**Exercise**
Using the data beneath, show every line that includes the word "replace".

Stored items:
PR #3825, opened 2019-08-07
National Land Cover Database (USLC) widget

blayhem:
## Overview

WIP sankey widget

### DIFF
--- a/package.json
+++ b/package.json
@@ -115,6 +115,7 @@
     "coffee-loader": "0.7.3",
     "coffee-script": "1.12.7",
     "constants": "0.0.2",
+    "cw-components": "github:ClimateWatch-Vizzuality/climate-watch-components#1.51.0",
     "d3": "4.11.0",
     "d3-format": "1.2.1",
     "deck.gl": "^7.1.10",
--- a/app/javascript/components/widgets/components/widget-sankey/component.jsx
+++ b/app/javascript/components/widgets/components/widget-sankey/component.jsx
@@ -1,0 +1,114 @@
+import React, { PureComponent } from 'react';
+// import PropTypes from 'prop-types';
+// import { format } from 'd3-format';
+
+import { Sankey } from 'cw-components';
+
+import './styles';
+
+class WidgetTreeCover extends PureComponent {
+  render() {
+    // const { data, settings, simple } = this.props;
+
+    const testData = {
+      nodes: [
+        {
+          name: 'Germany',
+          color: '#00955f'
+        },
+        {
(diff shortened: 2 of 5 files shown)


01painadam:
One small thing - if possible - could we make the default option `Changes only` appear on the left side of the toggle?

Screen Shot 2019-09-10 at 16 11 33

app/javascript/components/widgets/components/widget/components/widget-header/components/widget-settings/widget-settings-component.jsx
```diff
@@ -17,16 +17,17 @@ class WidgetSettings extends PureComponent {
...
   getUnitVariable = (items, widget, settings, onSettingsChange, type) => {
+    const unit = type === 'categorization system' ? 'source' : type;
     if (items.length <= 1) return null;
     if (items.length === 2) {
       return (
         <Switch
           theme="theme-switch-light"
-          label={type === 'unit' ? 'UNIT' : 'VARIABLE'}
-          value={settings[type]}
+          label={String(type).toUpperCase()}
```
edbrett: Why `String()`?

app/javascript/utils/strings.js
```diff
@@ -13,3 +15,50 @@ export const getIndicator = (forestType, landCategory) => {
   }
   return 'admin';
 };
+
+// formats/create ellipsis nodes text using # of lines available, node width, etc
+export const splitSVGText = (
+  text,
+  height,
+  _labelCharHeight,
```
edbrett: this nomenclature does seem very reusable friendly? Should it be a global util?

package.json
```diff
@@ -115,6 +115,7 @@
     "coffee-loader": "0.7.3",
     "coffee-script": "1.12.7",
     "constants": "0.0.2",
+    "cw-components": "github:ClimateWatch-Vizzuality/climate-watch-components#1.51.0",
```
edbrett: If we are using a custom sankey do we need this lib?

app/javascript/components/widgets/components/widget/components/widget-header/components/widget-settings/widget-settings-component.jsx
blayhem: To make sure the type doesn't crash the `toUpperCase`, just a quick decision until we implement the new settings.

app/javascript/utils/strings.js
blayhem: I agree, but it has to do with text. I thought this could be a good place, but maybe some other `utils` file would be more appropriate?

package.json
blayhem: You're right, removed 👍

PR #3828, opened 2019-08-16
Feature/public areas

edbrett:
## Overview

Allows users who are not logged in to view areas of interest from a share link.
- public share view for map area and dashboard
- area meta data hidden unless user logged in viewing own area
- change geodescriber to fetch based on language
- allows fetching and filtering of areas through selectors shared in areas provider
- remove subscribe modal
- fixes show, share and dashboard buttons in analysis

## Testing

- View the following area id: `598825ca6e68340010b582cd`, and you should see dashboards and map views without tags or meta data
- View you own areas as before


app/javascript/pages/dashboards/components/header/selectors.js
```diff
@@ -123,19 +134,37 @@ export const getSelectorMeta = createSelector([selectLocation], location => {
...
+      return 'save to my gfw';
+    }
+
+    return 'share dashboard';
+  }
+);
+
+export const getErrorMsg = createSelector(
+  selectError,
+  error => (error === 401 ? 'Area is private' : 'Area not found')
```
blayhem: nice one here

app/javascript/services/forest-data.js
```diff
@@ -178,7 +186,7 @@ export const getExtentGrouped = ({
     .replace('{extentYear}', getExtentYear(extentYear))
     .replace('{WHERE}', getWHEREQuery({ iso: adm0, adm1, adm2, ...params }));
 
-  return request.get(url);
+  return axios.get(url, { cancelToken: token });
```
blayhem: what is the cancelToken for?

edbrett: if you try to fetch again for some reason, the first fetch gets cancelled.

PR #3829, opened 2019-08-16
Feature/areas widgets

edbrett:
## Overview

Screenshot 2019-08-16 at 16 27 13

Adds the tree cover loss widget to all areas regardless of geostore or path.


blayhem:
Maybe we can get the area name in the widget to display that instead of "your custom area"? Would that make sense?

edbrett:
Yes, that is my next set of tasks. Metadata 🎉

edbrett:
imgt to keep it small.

**Response**
     .replace('{extentYear}', getExtentYear(extentYear))
     .replace('{WHERE}', getWHEREQuery({ iso: adm0, adm1, adm2, ...params }));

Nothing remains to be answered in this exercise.